Former DeKalb County judge indicted

A Cobb County grand jury indicted former DeKalb County Superior Court Judge Cynthia Becker today on charges that she lied to state investigators looking into her handling of the 2013 sentencing of DeKalb’s one-time school Superintendent Crawford Lewis.

According to the indictment read in open court, Becker is facing four counts of making a false statement to a government official, in this case members of the Judicial Qualifications Commission, two counts of false writings and one count of misdemeanor obstruction.

The indictment says Becker lied when asked why she did not grant bond for Lewis when she sentenced him to 12 months in jail rather than the 12 months probation that was part of a plea deal with prosecutors. The case against Becker was presented by a northeast Georgia prosecutor appointed when the Cobb County district attorney recused his office.

According to a transcript of an interview conducted in a Marietta law office last September, Becker repeatedly said Lewis did not ask for bond until she had left town for a planned trip in December 2013 to attend the Army-Navy football game.

But an exchange of emails between Becker and others the day after Lewis was sentenced show that bond was discussed.
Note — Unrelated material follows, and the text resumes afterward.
PR #348, opened 2025-12-29
[Feature | Orchestration] Optimizated C call overhead away, update pipeline, optimize CPU transient residency

FlorianDeconinck:
# Description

Becker wrote back that the issue of releasing Lewis on his own recognizance required a hearing and she could not hold one until the next week, eight days after Lewis was taken to jail.
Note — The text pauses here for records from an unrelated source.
PR #349, opened 2026-01-05
Minor fix to column min/max functions

CharlesKrop:
Modified the starting min/max index of column min/max functions to start_index instead of 0. This fixed a potential issue where arrays with absolute maximum/minium occuring before the target window (i.e. array had absolute maximum at index 2 but function was called to find the max in indexes [5:10]) would return the wrong value.

Also changed column min/max test to test for this possibility

This did not fix an existing issue, but prevented a potential one.


FlorianDeconinck (approved):
Good catch. 

(which probably was downstream of an horrible debug)

PR #361, opened 2026-01-14
refactor: Types for non-deprecated corner code

romanc:
# Description

This PR adds types for the non-deprecated corner code. This allows to remove the current exception for `ndsl.stencils.corners` in the `mypy` configuration. Also removed exceptions for previously deprecated and now deleted files.

## How has this been tested?

All good as long as `mypy` is happy :)

## Checklist


ndsl/stencils/corners.py
```diff
@@ -7,6 +9,10 @@
 from ndsl.dsl.typing import FloatField
 
 
+FillCornersDirection: TypeAlias = Literal["x", "y"]
+GridType: TypeAlias = Literal["A", "B", "C", "D", "E"]
```
twicki: future proof it by supporting more than A and B here since these are the two that are supported here?

ndsl/stencils/corners.py
```diff
@@ -762,7 +874,7 @@ def fill_corners_dgrid_defn(
     y_in: FloatField,
     y_out: FloatField,
     mysign: float,
-):
+) -> None:
```
twicki: I would not add return value to stencils

twicki (changes requested):

ndsl/stencils/corners.py
```diff
@@ -59,18 +65,18 @@ def fill_corners_2cells_mult_x(
...
 
-def fill_corners_2cells_y_stencil(q_out: FloatField, q_in: FloatField):
+def fill_corners_2cells_y_stencil(q_out: FloatField, q_in: FloatField) -> None:
     with computation(PARALLEL), interval(...):
         q_out = fill_corners_2cells_mult_y(q_out, q_in, 1.0, 1.0, 1.0, 1.0)
 
 
 @gtscript.function
-def fill_corners_2cells_x(q: FloatField):
+def fill_corners_2cells_x(q: FloatField) -> FloatField:
```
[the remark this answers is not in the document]
romanc: Good catch. We previously agreed that types on `gtscript.functions` (also for inputs) are best-case useless and worst-case misleading in the sense that they could give a false sense of security to users. In `column_operations` we've started to use no types in combination with `@typing.no_type_check`. I've propagated that pattern.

Faced with racketeering charges and other felonies that could bring up to 65 years in prison, Lewis pleaded guilty to misdemeanor obstruction of an investigation into DeKalb school construction.

The lawyers on both sides met with Becker to outline the deal before he entered his plea in court just days before he was to go on trial along with former DeKalb schools Chief Operating Officer Pat Reid and and her ex-husband architect Tony Pope.

Reid and Pope were convicted, but Becker found that Lewis had not been truthful in his testimony.